### Task brief
Render every entry exactly as it appears.

### Saved data entries
********

PR #242, opened 2023-06-09
[FLINK-32293] Support sparse vector with long index

zhipeng93:

Add support for sparse vector with long as index and double as value.

## Brief change log
- Renamed `SparseVector` as `SparseIntDoubleVector` and `DenseVector` as `DenseIntDoubleVector`.
- Added generics in `Vector` interface.
- Added `IntDoubleVector` and `LongDoubleVector` for vectors with int keys and double values, long keys and double values, respectively.
- Added test for SparseLongDouble vector.
- Added the coresponding python changes.
- Updated the corresponding flink ml docs.

## Documentation


zhipeng93:
@lindong28 @HuangXingBo Can you help to review this PR?

flink-ml-servable-core/src/main/java/org/apache/flink/ml/linalg/Vector.java
```diff
@@ -24,29 +24,29 @@
...
-public interface Vector extends Serializable {
+public interface Vector<K extends Number, V extends Number> extends Serializable {
 
     /** Gets the size of the vector. */
-    int size();
+    K size();
 
     /** Gets the value of the ith element. */
-    double get(int i);
+    V get(K i);
```
lindong28, line 36: Would it be simpler to just use `double get(long i)`?

flink-ml-servable-core/src/main/java/org/apache/flink/ml/linalg/Vector.java
```diff
@@ -24,29 +24,29 @@
...
 
     /** Sets the value of the ith element. */
-    void set(int i, double value);
+    void set(K i, V value);
```
lindong28, line 39: Would it be simpler to use `void set(long i, double value)`?

flink-ml-servable-core/src/main/java/org/apache/flink/ml/linalg/Vector.java
```diff
@@ -24,29 +24,29 @@
...
-/** A vector of double values. */
+/** A vector representation of numbers. */
 @TypeInfo(VectorTypeInfoFactory.class)
 @PublicEvolving
-public interface Vector extends Serializable {
+public interface Vector<K extends Number, V extends Number> extends Serializable {
 
     /** Gets the size of the vector. */
-    int size();
+    K size();
```
lindong28, line 33: Would it be simpler to use `long size()`?

flink-ml-servable-core/src/main/java/org/apache/flink/ml/linalg/Vector.java
```diff
@@ -24,29 +24,29 @@
...
+    V get(K i);
 
     /** Sets the value of the ith element. */
-    void set(int i, double value);
+    void set(K i, V value);
 
-    /** Converts the instance to a double array. */
-    double[] toArray();
+    /** Converts the instance to a primitive array. */
+    Object toArray();
```
lindong28, line 42: The implementation of this API always return `double[]`. Would it be simpler to still use `double[] toArray()`?

flink-ml-servable-core/src/main/java/org/apache/flink/ml/linalg/SparseLongDoubleVector.java
```diff
@@ -0,0 +1,174 @@
...
+ * A sparse vector with long as keys and double as values.
+ *
+ * <p>TODO: Add processing logic for {@link SparseLongDoubleVector} for existing algorithms.
+ */
+@TypeInfo(SparseLongDoubleVectorTypeInfoFactory.class)
+@PublicEvolving
+public class SparseLongDoubleVector implements LongDoubleVector {
+
+    public final long n;
+    public long[] indices;
```
lindong28, line 39: Would it be useful to make these fields private and expose them via methods (e.g. `getIndices()` or `getIndicesAsLongArray()`) so that we can use the same caller code for different implementations of SparseVector?

flink-ml-servable-core/src/main/java/org/apache/flink/ml/linalg/Vector.java
```diff
@@ -24,29 +24,29 @@
...
 
     /** Converts the instance to a dense vector. */
-    DenseVector toDense();
+    Vector<K, V> toDense();
 
     /** Converts the instance to a sparse vector. */
-    SparseVector toSparse();
+    Vector<K, V> toSparse();
```
lindong28, line 48: The intention of defining this method in an interface is to have the caller use the return value via public APIs of `Vector<K, V>`.

However, it appears that caller of this method uses return values via public fields/APIs that do not belong to `Vector<K, V>`. For example, `MinHashLSHModelData#hashFunction()` accesses the field `SparseIntDoubleVector#indices` via `vec.toSparse().indices`. The code will break if we change the concrete class from `SparseIntDoubleVector` to `SparseLongDoubleVector`.

lindong28 (commented):

I created a commit to demonstrate an alternative way to support SparseVector with long index that hopefully can address most of comments mentioned below.

https://github.com/lindong28/flink-ml/commits/FLINK-32293-backup

flink-ml-servable-core/src/main/java/org/apache/flink/ml/linalg/Vector.java
```diff
@@ -24,29 +24,29 @@
 
 import java.io.Serializable;
 
-/** A vector of double values. */
+/** A vector representation of numbers. */
 @TypeInfo(VectorTypeInfoFactory.class)
 @PublicEvolving
-public interface Vector extends Serializable {
+public interface Vector<K extends Number, V extends Number> extends Serializable {
```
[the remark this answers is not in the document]
zhipeng93: I think keeping `V extends Number` would make this more scalable. Though Spark does not support float32 as value, but storing data in other data types (e.g., float32) does save the space. 

I searched the data types used in some machine learning libraries and math lib.
- Breeze supports int-key and double/float/int/long values [1]. Breeze is used by Spark ML, but Spark ML restricts the value type as double.
- Sklearn uses numpy array as input, the data types of numpy array could be float16, single, double etc. [2]
- TensorFlow/PyTorch supports different data types of tensors [3]

[1] https://github.com/scalanlp/breeze/blob/master/math/src/main/scala/breeze/linalg/DenseVector.scala
[2] https://numpy.org/doc/stable/user/basics.types.html
[3] https://www.tensorflow.org/guide/tensor#more_on_dtypes

flink-ml-servable-core/src/main/java/org/apache/flink/ml/linalg/Vector.java
zhipeng93: I have overrode the return type in `IntDoubleVector` and `LongDoubleVector`, since for different instances `toSparse` should return different types of vectors.

We can talk about this offline.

********

### Result
PR #242, opened 2023-06-09
[FLINK-32293] Support sparse vector with long index

zhipeng93:

Add support for sparse vector with long as index and double as value.

## Brief change log
- Renamed `SparseVector` as `SparseIntDoubleVector` and `DenseVector` as `DenseIntDoubleVector`.
- Added generics in `Vector` interface.
- Added `IntDoubleVector` and `LongDoubleVector` for vectors with int keys and double values, long keys and double values, respectively.
- Added test for SparseLongDouble vector.
- Added the coresponding python changes.
- Updated the corresponding flink ml docs.

## Documentation


zhipeng93:
@lindong28 @HuangXingBo Can you help to review this PR?

flink-ml-servable-core/src/main/java/org/apache/flink/ml/linalg/Vector.java
```diff
@@ -24,29 +24,29 @@
...
-public interface Vector extends Serializable {
+public interface Vector<K extends Number, V extends Number> extends Serializable {
 
     /** Gets the size of the vector. */
-    int size();
+    K size();
 
     /** Gets the value of the ith element. */
-    double get(int i);
+    V get(K i);
```
lindong28, line 36: Would it be simpler to just use `double get(long i)`?

flink-ml-servable-core/src/main/java/org/apache/flink/ml/linalg/Vector.java
```diff
@@ -24,29 +24,29 @@
...
 
     /** Sets the value of the ith element. */
-    void set(int i, double value);
+    void set(K i, V value);
```
lindong28, line 39: Would it be simpler to use `void set(long i, double value)`?

flink-ml-servable-core/src/main/java/org/apache/flink/ml/linalg/Vector.java
```diff
@@ -24,29 +24,29 @@
...
-/** A vector of double values. */
+/** A vector representation of numbers. */
 @TypeInfo(VectorTypeInfoFactory.class)
 @PublicEvolving
-public interface Vector extends Serializable {
+public interface Vector<K extends Number, V extends Number> extends Serializable {
 
     /** Gets the size of the vector. */
-    int size();
+    K size();
```
lindong28, line 33: Would it be simpler to use `long size()`?

flink-ml-servable-core/src/main/java/org/apache/flink/ml/linalg/Vector.java
```diff
@@ -24,29 +24,29 @@
...
+    V get(K i);
 
     /** Sets the value of the ith element. */
-    void set(int i, double value);
+    void set(K i, V value);
 
-    /** Converts the instance to a double array. */
-    double[] toArray();
+    /** Converts the instance to a primitive array. */
+    Object toArray();
```
lindong28, line 42: The implementation of this API always return `double[]`. Would it be simpler to still use `double[] toArray()`?

flink-ml-servable-core/src/main/java/org/apache/flink/ml/linalg/SparseLongDoubleVector.java
```diff
@@ -0,0 +1,174 @@
...
+ * A sparse vector with long as keys and double as values.
+ *
+ * <p>TODO: Add processing logic for {@link SparseLongDoubleVector} for existing algorithms.
+ */
+@TypeInfo(SparseLongDoubleVectorTypeInfoFactory.class)
+@PublicEvolving
+public class SparseLongDoubleVector implements LongDoubleVector {
+
+    public final long n;
+    public long[] indices;
```
lindong28, line 39: Would it be useful to make these fields private and expose them via methods (e.g. `getIndices()` or `getIndicesAsLongArray()`) so that we can use the same caller code for different implementations of SparseVector?

flink-ml-servable-core/src/main/java/org/apache/flink/ml/linalg/Vector.java
```diff
@@ -24,29 +24,29 @@
...
 
     /** Converts the instance to a dense vector. */
-    DenseVector toDense();
+    Vector<K, V> toDense();
 
     /** Converts the instance to a sparse vector. */
-    SparseVector toSparse();
+    Vector<K, V> toSparse();
```
lindong28, line 48: The intention of defining this method in an interface is to have the caller use the return value via public APIs of `Vector<K, V>`.

However, it appears that caller of this method uses return values via public fields/APIs that do not belong to `Vector<K, V>`. For example, `MinHashLSHModelData#hashFunction()` accesses the field `SparseIntDoubleVector#indices` via `vec.toSparse().indices`. The code will break if we change the concrete class from `SparseIntDoubleVector` to `SparseLongDoubleVector`.

lindong28 (commented):

I created a commit to demonstrate an alternative way to support SparseVector with long index that hopefully can address most of comments mentioned below.

https://github.com/lindong28/flink-ml/commits/FLINK-32293-backup

flink-ml-servable-core/src/main/java/org/apache/flink/ml/linalg/Vector.java
```diff
@@ -24,29 +24,29 @@
 
 import java.io.Serializable;
 
-/** A vector of double values. */
+/** A vector representation of numbers. */
 @TypeInfo(VectorTypeInfoFactory.class)
 @PublicEvolving
-public interface Vector extends Serializable {
+public interface Vector<K extends Number, V extends Number> extends Serializable {
```
[the remark this answers is not in the document]
zhipeng93: I think keeping `V extends Number` would make this more scalable. Though Spark does not support float32 as value, but storing data in other data types (e.g., float32) does save the space. 

I searched the data types used in some machine learning libraries and math lib.
- Breeze supports int-key and double/float/int/long values [1]. Breeze is used by Spark ML, but Spark ML restricts the value type as double.
- Sklearn uses numpy array as input, the data types of numpy array could be float16, single, double etc. [2]
- TensorFlow/PyTorch supports different data types of tensors [3]

[1] https://github.com/scalanlp/breeze/blob/master/math/src/main/scala/breeze/linalg/DenseVector.scala
[2] https://numpy.org/doc/stable/user/basics.types.html
[3] https://www.tensorflow.org/guide/tensor#more_on_dtypes

flink-ml-servable-core/src/main/java/org/apache/flink/ml/linalg/Vector.java
zhipeng93: I have overrode the return type in `IntDoubleVector` and `LongDoubleVector`, since for different instances `toSparse` should return different types of vectors.

We can talk about this offline.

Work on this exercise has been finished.